## Problem requirements:
Your task is to copy each line of the material below that includes "migration".

## The data:
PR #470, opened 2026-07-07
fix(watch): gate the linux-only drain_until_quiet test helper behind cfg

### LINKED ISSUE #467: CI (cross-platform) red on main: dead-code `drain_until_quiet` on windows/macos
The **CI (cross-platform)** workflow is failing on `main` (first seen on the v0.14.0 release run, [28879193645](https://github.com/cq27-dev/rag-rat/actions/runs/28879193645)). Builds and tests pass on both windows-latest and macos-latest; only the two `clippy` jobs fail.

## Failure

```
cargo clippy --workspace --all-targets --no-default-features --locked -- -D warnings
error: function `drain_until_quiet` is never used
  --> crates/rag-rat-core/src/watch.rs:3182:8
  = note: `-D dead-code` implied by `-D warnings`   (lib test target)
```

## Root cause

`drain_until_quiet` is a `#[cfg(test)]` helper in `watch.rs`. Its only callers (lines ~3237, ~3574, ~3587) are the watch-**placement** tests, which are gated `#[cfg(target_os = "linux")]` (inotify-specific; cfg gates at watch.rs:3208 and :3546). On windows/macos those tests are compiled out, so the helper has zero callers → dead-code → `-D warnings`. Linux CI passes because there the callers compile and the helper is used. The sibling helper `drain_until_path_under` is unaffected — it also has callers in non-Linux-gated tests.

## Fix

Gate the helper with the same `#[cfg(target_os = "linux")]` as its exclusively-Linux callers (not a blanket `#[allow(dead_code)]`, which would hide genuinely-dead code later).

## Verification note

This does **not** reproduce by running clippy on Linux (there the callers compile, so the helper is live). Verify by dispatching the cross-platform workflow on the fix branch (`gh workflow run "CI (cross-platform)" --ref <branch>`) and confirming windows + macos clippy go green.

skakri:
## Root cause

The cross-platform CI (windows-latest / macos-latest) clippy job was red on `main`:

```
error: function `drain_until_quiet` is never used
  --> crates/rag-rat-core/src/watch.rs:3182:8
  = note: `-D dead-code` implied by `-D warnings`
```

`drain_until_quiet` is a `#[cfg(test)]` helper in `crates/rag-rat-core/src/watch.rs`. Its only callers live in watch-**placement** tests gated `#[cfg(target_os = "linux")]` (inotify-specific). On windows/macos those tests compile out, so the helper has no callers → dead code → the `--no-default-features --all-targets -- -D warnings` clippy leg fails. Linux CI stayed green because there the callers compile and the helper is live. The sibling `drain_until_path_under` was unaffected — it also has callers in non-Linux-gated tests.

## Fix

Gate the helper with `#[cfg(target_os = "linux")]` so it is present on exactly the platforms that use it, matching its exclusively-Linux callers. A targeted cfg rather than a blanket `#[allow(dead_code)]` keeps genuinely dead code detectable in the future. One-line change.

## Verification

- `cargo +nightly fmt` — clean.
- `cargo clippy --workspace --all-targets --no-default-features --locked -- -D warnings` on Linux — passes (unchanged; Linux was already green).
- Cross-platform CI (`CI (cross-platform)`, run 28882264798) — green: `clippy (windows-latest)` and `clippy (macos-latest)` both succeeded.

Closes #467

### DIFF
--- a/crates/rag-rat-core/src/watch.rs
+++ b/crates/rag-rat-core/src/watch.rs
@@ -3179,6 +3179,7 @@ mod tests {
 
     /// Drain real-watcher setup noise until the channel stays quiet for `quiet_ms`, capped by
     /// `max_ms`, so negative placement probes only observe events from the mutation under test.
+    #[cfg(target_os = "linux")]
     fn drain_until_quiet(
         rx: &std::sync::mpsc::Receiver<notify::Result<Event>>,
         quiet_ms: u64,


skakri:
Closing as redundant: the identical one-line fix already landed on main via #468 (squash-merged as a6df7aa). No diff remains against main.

==

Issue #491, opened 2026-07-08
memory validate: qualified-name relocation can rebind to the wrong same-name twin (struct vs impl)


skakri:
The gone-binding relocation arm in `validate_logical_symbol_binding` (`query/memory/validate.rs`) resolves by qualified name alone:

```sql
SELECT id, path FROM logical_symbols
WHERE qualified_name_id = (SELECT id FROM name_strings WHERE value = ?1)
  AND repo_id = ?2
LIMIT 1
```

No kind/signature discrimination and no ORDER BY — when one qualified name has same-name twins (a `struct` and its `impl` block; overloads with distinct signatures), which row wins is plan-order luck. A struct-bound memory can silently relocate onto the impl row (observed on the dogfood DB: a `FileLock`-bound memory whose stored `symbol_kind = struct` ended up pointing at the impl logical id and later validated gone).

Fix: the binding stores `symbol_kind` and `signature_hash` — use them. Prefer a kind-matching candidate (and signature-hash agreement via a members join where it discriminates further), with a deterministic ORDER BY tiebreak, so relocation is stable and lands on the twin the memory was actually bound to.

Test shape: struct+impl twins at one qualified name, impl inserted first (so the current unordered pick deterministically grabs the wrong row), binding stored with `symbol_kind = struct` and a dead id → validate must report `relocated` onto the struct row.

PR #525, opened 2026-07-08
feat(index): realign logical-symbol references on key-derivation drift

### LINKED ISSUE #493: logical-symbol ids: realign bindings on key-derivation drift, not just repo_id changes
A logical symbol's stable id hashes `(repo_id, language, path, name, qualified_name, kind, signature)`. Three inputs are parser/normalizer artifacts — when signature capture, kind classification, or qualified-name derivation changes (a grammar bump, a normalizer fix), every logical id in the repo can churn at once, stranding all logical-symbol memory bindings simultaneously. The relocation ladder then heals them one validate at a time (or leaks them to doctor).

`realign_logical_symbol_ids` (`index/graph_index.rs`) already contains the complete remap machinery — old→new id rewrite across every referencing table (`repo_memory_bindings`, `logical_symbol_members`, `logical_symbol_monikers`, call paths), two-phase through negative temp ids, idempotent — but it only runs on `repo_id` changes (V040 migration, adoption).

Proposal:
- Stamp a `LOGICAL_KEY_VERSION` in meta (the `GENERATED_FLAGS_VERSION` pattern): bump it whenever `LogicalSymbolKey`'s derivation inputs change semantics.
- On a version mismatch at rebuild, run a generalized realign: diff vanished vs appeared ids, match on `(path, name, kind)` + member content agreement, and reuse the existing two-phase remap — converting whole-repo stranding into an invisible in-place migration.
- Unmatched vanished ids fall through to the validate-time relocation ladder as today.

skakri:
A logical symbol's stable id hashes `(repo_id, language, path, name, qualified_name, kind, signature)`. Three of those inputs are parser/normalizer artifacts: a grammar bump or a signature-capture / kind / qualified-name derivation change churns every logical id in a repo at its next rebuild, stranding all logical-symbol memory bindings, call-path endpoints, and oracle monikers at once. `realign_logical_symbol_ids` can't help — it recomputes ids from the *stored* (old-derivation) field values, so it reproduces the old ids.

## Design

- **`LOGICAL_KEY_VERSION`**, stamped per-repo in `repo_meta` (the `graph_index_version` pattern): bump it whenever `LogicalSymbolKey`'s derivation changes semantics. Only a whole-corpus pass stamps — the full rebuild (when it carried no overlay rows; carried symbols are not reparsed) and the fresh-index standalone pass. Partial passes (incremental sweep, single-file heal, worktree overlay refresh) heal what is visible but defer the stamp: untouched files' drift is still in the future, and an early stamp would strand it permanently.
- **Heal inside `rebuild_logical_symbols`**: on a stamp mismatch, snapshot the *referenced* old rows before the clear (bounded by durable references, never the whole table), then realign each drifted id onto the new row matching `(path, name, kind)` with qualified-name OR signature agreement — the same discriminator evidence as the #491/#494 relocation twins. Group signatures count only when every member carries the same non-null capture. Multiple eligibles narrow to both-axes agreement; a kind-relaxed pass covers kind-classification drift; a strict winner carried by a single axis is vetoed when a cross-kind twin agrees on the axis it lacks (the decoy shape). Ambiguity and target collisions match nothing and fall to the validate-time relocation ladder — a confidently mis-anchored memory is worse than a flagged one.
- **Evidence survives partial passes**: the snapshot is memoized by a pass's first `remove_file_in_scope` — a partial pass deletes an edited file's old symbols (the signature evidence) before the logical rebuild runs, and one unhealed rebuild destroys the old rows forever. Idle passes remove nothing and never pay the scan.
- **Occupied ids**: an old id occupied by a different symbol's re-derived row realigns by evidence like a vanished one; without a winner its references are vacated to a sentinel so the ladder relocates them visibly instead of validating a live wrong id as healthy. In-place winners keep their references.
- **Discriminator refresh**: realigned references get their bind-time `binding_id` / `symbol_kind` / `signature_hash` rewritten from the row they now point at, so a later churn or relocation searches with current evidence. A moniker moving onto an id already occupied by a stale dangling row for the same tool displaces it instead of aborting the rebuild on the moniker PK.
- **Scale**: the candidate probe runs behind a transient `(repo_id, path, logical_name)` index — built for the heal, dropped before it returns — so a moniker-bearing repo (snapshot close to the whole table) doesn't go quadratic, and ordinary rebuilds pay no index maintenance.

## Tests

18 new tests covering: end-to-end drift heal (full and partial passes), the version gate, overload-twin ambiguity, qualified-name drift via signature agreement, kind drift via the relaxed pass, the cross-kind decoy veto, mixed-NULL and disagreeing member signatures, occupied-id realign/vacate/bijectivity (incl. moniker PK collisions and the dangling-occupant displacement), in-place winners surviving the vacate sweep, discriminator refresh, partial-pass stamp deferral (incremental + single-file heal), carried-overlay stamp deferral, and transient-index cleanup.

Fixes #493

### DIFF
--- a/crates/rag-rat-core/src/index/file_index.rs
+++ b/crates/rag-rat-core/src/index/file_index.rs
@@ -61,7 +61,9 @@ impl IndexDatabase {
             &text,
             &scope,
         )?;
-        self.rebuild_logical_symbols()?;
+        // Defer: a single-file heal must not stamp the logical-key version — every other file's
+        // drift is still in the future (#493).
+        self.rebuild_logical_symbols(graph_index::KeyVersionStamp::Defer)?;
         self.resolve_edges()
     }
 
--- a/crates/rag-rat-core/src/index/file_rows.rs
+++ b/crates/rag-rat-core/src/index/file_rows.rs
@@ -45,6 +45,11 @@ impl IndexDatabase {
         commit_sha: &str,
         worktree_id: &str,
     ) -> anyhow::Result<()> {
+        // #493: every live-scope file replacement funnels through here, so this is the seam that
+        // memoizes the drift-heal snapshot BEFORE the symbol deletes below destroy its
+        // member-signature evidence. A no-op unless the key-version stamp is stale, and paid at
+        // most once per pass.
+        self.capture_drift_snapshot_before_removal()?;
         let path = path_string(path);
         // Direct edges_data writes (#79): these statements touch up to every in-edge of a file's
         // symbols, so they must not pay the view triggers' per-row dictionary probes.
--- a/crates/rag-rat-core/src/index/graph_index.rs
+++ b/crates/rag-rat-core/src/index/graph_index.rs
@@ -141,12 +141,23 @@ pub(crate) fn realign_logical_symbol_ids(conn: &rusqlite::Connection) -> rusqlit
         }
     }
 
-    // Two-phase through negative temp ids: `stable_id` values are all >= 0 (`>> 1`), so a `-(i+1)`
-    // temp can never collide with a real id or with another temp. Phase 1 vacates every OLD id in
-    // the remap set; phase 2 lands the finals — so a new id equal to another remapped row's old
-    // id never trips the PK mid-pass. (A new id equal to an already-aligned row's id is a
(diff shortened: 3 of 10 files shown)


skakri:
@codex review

* * *

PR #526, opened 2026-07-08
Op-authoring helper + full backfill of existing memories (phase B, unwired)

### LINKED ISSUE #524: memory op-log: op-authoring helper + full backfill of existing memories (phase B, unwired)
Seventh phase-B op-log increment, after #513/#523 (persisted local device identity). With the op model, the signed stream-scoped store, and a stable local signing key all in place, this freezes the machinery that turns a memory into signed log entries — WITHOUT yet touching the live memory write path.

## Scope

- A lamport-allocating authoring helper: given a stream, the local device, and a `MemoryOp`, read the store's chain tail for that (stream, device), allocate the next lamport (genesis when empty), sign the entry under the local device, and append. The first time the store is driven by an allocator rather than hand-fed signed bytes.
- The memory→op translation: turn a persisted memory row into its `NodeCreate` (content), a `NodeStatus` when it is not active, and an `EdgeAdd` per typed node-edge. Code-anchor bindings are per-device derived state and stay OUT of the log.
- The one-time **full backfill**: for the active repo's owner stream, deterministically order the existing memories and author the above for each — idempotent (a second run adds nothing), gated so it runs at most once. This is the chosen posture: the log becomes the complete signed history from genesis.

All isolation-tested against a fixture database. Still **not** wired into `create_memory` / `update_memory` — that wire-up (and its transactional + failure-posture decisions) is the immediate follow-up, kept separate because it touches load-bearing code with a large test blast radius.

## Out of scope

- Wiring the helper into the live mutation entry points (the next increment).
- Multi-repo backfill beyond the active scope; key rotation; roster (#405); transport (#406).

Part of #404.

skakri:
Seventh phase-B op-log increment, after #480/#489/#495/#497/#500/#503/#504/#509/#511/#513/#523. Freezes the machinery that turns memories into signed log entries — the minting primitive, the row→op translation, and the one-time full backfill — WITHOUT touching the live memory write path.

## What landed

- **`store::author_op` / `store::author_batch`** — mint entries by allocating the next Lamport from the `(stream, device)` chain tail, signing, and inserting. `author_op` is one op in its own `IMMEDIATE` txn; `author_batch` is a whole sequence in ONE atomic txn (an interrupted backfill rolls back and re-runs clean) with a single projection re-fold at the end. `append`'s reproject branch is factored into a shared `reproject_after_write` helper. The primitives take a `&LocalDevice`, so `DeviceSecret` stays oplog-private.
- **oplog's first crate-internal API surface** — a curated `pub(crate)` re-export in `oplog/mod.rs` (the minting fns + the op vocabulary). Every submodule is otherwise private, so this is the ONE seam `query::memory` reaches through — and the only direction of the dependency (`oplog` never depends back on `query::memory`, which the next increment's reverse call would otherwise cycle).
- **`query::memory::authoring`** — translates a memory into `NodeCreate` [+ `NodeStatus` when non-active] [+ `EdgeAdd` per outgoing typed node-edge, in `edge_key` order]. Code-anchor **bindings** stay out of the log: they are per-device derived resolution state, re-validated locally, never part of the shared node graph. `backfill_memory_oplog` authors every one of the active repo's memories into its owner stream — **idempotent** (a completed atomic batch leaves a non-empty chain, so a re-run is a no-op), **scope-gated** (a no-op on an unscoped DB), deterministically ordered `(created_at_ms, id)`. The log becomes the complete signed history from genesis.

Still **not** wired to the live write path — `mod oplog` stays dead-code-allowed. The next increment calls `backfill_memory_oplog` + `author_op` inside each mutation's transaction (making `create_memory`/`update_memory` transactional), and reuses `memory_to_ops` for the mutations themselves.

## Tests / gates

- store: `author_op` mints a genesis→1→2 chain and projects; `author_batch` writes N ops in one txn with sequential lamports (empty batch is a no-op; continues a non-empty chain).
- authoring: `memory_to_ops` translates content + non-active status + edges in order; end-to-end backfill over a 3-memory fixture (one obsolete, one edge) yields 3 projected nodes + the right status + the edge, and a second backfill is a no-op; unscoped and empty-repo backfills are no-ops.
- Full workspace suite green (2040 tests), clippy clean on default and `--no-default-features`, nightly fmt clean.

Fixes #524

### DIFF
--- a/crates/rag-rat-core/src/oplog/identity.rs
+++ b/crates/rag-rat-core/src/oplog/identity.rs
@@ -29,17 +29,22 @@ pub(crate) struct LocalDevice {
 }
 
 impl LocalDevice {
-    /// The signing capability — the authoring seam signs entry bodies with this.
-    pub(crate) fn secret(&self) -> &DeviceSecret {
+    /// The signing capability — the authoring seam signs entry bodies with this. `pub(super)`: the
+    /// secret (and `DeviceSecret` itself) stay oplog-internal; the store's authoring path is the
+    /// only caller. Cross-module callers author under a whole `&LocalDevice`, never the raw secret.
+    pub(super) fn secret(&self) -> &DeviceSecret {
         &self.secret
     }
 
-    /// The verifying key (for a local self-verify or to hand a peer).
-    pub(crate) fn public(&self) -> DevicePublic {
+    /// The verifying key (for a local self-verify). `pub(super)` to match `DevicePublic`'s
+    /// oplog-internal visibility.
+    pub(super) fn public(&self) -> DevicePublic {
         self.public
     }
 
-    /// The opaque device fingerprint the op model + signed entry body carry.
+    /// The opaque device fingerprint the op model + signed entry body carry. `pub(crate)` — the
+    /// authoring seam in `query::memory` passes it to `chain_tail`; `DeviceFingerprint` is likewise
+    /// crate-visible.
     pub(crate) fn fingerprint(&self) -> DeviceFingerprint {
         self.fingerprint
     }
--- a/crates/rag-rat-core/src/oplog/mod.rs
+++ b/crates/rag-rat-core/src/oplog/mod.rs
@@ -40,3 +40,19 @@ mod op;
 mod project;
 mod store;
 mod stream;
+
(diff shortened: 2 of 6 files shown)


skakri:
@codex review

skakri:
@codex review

## Result:
`realign_logical_symbol_ids` (`index/graph_index.rs`) already contains the complete remap machinery — old→new id rewrite across every referencing table (`repo_memory_bindings`, `logical_symbol_members`, `logical_symbol_monikers`, call paths), two-phase through negative temp ids, idempotent — but it only runs on `repo_id` changes (V040 migration, adoption).
- On a version mismatch at rebuild, run a generalized realign: diff vanished vs appeared ids, match on `(path, name, kind)` + member content agreement, and reuse the existing two-phase remap — converting whole-repo stranding into an invisible in-place migration.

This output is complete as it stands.